▼

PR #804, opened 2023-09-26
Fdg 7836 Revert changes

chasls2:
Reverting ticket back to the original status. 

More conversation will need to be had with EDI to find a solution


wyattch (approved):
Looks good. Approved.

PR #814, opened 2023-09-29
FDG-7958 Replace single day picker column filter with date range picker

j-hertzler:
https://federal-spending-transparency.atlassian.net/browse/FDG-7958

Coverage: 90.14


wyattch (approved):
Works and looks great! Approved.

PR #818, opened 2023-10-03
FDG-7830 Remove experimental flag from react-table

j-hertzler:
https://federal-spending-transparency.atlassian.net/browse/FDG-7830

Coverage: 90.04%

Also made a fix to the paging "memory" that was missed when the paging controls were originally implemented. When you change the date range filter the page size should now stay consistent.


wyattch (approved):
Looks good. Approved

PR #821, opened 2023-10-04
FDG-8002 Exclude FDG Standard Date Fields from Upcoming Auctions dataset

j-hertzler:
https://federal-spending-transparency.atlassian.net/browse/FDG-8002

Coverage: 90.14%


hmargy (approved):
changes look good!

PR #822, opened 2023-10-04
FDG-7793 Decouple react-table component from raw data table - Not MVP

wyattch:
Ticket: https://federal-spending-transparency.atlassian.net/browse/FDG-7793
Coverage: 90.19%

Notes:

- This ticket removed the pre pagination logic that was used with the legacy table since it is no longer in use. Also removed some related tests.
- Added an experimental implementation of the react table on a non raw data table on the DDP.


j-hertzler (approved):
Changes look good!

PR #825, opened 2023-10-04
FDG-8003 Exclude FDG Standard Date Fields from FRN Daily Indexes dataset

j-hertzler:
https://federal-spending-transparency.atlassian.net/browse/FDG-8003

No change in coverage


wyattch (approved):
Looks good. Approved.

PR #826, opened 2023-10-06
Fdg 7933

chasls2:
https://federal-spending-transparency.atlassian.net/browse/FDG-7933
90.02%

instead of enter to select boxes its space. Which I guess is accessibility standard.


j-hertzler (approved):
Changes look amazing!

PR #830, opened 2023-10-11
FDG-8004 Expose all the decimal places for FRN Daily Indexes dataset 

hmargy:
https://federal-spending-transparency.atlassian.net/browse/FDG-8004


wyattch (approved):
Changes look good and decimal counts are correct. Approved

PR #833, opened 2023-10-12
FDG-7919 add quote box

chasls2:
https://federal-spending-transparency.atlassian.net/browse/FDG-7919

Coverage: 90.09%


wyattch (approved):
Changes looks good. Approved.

▲
▼

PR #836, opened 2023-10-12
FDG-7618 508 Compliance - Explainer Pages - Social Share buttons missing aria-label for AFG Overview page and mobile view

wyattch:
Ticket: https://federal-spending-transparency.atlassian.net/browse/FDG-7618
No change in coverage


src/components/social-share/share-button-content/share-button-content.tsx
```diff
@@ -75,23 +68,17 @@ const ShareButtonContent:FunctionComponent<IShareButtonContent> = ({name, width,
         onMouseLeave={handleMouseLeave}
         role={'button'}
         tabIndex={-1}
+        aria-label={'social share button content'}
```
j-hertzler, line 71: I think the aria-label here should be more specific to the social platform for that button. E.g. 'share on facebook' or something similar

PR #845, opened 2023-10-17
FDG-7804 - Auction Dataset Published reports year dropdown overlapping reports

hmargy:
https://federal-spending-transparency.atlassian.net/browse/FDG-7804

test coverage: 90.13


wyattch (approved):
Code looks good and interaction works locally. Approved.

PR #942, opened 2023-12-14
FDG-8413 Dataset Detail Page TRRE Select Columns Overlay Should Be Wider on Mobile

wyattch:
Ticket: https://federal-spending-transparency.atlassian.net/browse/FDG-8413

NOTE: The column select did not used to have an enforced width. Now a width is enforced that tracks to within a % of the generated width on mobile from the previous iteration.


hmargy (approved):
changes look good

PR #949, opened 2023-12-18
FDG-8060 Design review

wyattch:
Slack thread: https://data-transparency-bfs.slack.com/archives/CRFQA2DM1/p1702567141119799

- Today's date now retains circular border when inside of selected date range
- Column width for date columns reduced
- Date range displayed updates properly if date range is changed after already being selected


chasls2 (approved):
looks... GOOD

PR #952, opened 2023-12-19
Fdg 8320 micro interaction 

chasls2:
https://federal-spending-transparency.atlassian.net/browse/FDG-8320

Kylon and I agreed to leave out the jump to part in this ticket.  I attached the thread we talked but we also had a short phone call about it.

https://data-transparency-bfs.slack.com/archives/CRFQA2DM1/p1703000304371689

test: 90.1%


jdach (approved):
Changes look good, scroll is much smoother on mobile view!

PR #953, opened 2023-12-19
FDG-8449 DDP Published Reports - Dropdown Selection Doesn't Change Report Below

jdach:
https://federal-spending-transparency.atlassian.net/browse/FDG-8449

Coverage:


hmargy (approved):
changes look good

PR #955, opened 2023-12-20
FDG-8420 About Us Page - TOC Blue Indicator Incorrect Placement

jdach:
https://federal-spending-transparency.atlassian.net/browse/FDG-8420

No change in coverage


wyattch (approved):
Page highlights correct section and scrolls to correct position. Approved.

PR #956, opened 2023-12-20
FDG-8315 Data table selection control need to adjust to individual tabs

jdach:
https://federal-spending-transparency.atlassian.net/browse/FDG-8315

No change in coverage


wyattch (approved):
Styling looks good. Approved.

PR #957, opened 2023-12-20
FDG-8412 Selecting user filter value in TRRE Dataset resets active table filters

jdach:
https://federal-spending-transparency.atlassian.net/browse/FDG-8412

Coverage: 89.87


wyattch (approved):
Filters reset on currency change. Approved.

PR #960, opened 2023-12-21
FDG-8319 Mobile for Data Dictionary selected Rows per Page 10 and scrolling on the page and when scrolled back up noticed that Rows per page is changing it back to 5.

▲
▼

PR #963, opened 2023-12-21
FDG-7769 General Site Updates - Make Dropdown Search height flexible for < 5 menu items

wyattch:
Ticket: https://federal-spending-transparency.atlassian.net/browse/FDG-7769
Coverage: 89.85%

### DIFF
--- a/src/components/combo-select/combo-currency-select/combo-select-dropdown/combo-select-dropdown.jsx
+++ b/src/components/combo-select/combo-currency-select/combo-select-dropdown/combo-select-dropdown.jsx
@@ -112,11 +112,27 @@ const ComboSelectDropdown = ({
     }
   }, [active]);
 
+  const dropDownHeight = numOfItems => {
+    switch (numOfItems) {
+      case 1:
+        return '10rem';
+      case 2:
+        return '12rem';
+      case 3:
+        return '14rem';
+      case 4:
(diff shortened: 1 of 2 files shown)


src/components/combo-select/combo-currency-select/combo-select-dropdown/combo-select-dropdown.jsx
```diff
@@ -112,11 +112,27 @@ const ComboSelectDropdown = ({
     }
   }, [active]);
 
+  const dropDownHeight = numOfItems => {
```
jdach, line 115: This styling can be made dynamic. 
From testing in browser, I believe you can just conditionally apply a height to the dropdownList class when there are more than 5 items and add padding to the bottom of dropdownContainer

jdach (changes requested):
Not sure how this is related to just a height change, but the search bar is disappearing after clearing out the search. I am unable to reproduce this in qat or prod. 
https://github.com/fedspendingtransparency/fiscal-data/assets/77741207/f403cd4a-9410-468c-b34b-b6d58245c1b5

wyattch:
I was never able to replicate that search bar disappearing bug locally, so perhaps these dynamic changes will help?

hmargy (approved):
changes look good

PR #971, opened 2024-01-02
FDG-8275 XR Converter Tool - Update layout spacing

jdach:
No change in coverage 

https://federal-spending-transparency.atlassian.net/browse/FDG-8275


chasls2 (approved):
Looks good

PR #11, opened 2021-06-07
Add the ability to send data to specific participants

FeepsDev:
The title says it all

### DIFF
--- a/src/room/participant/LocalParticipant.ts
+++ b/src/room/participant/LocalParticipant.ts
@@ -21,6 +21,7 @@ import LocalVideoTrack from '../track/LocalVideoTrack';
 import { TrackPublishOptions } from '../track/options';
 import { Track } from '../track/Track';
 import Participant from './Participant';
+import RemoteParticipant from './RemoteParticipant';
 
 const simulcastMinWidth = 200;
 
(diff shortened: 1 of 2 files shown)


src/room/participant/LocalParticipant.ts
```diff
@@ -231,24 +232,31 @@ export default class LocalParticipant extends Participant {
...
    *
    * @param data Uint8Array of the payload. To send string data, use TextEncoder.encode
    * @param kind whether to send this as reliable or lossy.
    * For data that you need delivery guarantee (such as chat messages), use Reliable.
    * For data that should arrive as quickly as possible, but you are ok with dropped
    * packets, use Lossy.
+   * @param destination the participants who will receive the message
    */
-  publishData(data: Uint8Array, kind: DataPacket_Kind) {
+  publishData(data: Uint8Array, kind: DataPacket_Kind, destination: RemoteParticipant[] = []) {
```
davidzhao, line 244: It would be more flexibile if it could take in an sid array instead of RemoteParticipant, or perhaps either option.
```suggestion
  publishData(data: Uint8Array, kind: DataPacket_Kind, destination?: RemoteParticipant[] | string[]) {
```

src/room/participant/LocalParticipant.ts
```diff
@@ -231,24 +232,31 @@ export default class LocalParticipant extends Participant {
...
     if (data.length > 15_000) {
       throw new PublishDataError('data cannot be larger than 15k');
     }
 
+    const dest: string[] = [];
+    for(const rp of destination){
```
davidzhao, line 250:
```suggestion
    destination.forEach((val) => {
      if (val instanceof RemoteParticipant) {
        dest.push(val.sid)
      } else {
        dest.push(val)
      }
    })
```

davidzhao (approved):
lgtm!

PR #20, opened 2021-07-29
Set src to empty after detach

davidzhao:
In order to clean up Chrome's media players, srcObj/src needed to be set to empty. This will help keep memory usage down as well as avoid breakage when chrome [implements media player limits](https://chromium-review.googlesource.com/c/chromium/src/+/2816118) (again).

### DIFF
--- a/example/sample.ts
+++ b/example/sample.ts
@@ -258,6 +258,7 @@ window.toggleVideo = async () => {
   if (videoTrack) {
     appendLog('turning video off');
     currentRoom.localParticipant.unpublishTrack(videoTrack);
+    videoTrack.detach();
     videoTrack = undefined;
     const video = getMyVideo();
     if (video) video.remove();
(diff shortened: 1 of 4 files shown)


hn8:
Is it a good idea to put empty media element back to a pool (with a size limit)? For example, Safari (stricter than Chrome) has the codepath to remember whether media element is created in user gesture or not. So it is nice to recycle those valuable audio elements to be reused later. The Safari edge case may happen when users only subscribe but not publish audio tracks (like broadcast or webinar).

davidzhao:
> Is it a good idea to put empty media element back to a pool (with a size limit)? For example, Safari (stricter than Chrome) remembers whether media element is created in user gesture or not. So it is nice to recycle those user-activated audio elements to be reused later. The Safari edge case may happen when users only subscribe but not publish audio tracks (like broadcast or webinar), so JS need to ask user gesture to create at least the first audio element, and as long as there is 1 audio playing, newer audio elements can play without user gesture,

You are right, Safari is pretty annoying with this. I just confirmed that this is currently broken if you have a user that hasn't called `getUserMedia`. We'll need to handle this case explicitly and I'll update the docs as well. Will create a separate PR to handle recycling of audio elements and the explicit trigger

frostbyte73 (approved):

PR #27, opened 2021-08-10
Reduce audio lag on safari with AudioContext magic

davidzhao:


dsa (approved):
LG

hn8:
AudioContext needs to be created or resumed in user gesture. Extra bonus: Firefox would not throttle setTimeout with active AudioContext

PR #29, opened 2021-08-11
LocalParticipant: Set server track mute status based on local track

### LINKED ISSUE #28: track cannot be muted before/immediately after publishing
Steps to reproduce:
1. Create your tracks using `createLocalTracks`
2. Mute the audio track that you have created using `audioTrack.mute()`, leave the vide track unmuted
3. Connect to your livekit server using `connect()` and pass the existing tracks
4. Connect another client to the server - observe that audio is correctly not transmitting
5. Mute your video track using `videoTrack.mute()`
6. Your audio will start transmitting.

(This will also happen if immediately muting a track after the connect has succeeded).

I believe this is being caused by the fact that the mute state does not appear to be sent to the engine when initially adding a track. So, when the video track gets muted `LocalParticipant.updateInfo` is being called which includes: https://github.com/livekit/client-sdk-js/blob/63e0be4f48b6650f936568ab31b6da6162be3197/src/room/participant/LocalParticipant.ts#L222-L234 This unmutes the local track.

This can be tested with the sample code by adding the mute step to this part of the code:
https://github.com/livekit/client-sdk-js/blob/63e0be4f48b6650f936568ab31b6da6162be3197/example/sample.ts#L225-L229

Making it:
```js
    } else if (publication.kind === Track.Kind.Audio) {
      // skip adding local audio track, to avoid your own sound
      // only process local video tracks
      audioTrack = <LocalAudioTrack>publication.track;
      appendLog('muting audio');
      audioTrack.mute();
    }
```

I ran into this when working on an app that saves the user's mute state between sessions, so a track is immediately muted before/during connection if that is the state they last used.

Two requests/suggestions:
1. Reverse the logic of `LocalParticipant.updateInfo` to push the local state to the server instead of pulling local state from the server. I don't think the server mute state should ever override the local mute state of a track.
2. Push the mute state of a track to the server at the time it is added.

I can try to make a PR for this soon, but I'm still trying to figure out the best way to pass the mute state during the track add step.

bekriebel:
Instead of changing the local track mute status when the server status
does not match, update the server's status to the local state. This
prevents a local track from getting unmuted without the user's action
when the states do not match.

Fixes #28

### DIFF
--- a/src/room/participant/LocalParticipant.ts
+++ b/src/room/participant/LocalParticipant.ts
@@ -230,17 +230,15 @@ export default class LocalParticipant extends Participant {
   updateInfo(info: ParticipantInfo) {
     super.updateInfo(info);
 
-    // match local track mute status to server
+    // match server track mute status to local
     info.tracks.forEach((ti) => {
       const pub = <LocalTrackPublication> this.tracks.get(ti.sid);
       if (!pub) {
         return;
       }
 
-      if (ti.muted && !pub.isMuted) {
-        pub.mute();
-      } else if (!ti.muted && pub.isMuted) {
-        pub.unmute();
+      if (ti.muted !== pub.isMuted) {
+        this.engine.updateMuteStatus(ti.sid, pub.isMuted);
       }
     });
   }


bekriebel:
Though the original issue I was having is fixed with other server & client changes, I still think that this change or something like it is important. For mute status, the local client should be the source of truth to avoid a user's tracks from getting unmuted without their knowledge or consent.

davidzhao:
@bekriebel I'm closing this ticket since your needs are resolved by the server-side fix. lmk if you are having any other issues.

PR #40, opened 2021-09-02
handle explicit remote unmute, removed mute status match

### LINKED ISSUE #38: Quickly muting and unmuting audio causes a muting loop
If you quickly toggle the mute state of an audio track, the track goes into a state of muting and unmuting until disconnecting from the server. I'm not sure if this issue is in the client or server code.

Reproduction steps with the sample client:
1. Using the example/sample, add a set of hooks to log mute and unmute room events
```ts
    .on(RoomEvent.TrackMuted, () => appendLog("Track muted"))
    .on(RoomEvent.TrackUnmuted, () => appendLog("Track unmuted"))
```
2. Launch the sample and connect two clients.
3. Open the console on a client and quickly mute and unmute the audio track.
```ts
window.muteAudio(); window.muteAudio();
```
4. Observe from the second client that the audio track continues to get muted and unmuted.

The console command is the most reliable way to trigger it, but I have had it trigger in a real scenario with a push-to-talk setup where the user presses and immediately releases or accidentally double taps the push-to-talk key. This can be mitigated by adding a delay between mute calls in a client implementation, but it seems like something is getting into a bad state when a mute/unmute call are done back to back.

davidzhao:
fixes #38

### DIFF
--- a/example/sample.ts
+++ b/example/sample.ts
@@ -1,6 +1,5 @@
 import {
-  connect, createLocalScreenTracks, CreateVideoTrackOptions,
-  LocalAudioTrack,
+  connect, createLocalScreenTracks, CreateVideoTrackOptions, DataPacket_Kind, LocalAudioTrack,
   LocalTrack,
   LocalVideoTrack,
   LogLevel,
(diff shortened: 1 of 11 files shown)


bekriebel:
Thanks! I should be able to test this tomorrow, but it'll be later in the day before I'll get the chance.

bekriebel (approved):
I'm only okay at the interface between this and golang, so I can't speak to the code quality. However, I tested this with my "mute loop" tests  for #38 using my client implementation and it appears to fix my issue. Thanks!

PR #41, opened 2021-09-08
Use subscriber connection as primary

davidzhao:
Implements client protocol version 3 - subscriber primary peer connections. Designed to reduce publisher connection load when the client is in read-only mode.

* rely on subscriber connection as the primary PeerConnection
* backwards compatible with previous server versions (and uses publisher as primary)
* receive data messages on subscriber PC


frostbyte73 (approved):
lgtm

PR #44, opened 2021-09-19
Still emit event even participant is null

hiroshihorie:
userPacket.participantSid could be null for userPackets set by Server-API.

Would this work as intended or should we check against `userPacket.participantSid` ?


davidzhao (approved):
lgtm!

▲

Look over the listing. Pull out every line with the string "label" in it.

FDG-7618 508 Compliance - Explainer Pages - Social Share buttons missing aria-label for AFG Overview page and mobile view
+        aria-label={'social share button content'}
j-hertzler, line 71: I think the aria-label here should be more specific to the social platform for that button. E.g. 'share on facebook' or something similar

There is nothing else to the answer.